Instructions for the task: Within the material below, locate the line with "PR #29, opened 2011-12-23" and the line with "Thanks, squashed and merged.", then return those two lines and all lines between them, exactly as written.
(Data shown begins)
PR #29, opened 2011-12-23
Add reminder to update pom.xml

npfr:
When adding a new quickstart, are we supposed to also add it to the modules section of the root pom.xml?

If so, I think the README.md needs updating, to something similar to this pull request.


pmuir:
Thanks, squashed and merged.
(Data shown ends)
(Data shown begins)
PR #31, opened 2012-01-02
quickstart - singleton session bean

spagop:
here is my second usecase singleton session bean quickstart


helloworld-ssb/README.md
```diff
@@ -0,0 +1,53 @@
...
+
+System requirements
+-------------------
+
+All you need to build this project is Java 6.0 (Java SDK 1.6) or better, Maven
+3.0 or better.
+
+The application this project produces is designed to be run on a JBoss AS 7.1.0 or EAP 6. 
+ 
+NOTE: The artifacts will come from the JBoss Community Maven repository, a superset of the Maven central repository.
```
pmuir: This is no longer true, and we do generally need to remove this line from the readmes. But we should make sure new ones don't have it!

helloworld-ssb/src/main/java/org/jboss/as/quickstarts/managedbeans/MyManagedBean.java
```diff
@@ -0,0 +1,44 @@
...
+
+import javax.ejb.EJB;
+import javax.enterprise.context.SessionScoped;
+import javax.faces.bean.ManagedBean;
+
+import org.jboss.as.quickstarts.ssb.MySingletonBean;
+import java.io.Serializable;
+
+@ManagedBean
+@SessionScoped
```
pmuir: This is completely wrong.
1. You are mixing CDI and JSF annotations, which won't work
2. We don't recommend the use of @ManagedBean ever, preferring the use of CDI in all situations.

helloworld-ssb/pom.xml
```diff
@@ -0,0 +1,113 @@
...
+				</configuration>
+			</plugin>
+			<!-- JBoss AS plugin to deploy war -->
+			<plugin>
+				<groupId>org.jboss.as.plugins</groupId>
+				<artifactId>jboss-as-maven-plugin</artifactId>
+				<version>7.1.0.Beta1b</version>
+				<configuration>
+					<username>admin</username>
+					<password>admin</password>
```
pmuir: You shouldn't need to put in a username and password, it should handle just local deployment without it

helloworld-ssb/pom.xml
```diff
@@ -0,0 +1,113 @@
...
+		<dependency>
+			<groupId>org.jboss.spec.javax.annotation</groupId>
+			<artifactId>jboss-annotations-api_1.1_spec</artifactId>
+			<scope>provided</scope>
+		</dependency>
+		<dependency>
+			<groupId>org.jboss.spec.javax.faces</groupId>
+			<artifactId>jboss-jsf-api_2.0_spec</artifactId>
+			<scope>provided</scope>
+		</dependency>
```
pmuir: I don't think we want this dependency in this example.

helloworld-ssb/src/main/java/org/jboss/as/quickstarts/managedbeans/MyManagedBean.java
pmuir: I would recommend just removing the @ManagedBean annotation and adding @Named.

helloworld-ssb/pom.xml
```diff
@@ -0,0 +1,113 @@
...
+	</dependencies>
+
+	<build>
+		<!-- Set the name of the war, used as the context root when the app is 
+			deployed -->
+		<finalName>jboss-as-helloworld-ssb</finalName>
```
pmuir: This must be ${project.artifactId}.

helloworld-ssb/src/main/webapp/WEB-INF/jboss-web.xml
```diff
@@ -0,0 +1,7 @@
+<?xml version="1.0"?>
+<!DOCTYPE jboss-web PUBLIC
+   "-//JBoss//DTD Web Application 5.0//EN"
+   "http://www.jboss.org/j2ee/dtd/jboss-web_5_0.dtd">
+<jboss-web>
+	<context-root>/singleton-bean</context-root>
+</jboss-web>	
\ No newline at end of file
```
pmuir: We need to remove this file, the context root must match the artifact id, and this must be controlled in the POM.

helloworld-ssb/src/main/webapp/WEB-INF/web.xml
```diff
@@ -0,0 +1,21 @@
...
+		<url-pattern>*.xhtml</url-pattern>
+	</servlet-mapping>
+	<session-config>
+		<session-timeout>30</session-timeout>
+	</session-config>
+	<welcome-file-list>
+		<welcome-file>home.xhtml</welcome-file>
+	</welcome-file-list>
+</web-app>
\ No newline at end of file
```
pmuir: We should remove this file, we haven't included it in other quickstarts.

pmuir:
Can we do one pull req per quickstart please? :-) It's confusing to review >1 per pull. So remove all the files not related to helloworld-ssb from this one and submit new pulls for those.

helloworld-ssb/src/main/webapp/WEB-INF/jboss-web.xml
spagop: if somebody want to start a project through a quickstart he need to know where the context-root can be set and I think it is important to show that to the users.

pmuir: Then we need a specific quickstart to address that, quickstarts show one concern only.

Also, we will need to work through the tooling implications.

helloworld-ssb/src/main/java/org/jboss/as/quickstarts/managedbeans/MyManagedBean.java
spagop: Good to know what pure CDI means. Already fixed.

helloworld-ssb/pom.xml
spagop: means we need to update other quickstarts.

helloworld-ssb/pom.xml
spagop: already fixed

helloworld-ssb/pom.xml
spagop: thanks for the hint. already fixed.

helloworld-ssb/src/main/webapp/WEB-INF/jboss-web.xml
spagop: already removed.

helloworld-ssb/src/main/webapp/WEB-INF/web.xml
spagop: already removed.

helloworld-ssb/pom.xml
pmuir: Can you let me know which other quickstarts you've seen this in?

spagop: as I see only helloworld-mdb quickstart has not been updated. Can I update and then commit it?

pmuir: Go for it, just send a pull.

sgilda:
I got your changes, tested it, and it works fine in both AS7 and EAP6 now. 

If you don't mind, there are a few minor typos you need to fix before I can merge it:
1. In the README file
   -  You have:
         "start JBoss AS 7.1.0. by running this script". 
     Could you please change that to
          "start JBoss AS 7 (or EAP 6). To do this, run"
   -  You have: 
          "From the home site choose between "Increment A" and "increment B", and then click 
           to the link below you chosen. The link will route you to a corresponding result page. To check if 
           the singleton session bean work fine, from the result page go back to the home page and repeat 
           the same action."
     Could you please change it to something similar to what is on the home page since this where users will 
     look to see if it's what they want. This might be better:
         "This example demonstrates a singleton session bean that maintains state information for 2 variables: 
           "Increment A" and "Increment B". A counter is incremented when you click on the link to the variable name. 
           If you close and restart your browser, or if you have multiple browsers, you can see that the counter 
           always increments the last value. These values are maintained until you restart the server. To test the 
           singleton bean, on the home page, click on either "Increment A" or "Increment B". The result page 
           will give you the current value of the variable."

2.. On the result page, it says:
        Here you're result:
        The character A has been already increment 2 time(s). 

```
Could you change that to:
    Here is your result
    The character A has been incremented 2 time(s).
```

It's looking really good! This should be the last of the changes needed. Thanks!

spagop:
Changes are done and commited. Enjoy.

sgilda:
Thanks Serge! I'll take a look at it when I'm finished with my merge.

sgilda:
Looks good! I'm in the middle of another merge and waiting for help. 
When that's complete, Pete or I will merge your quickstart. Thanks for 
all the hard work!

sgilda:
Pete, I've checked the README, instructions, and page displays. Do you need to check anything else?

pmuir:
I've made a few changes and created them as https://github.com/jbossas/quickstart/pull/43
(Data shown ends)
Task answer:
PR #29, opened 2011-12-23
Add reminder to update pom.xml

npfr:
When adding a new quickstart, are we supposed to also add it to the modules section of the root pom.xml?

If so, I think the README.md needs updating, to something similar to this pull request.


pmuir:
Thanks, squashed and merged.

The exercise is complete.